- [WHAT NEEDS TO BE DONE]: Provide an exact reproduction of every entry.

=-=-=

PR #730, opened 2021-06-08
Support for connectivity tol. in .par file and changes to use `next` branch of parRSB

thilinarmtb:
@stgeke: I will send a similar PR for nekRS.

### DIFF
--- a/core/map2.f
+++ b/core/map2.f
@@ -188,7 +188,7 @@ c-----------------------------------------------------------------------
         tol = connectivityTol
         call find_con(wk,nwk,tol,ierr)
         if(ierr.ne.0) then
-          tol = tol / 2.0;
+          tol = tol / 10.0;
           call find_con(wk,nwk,tol,ierr)
         endif
         call err_chk(ierr,' findConnectivity failed!$')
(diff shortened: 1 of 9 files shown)


core/map2.f
```diff
@@ -183,8 +185,12 @@ subroutine get_vert_map(nlv)
 
       if (ierr.ne.0) then
         ifread_con = .false.
-        call find_con(wk,nwk,0.2,ierr)
-        if(ierr.ne.0) call find_con(wk,nwk,0.01,ierr)
+        tol = connectivityTol
+        call find_con(wk,nwk,tol,ierr)
+        if(ierr.ne.0) then
+          tol = tol / 2.0;
```
stgeke: I think we should reduce it by 10x

thilinarmtb: Done.

thilinarmtb:
@stgeke: If there is no .par file this makes `connectivityTol` to 0. I guess I need to set defaults for when a `.rea` is present.

stgeke:
Included in https://github.com/Nek5000/Nek5000/commit/8c8f781400e05d4151f573b2e67cb30ccfb38a50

=-=-=

- [WRITTEN RESPONSE]:
PR #730, opened 2021-06-08
Support for connectivity tol. in .par file and changes to use `next` branch of parRSB

thilinarmtb:
@stgeke: I will send a similar PR for nekRS.

### DIFF
--- a/core/map2.f
+++ b/core/map2.f
@@ -188,7 +188,7 @@ c-----------------------------------------------------------------------
         tol = connectivityTol
         call find_con(wk,nwk,tol,ierr)
         if(ierr.ne.0) then
-          tol = tol / 2.0;
+          tol = tol / 10.0;
           call find_con(wk,nwk,tol,ierr)
         endif
         call err_chk(ierr,' findConnectivity failed!$')
(diff shortened: 1 of 9 files shown)


core/map2.f
```diff
@@ -183,8 +185,12 @@ subroutine get_vert_map(nlv)
 
       if (ierr.ne.0) then
         ifread_con = .false.
-        call find_con(wk,nwk,0.2,ierr)
-        if(ierr.ne.0) call find_con(wk,nwk,0.01,ierr)
+        tol = connectivityTol
+        call find_con(wk,nwk,tol,ierr)
+        if(ierr.ne.0) then
+          tol = tol / 2.0;
```
stgeke: I think we should reduce it by 10x

thilinarmtb: Done.

thilinarmtb:
@stgeke: If there is no .par file this makes `connectivityTol` to 0. I guess I need to set defaults for when a `.rea` is present.

stgeke:
Included in https://github.com/Nek5000/Nek5000/commit/8c8f781400e05d4151f573b2e67cb30ccfb38a50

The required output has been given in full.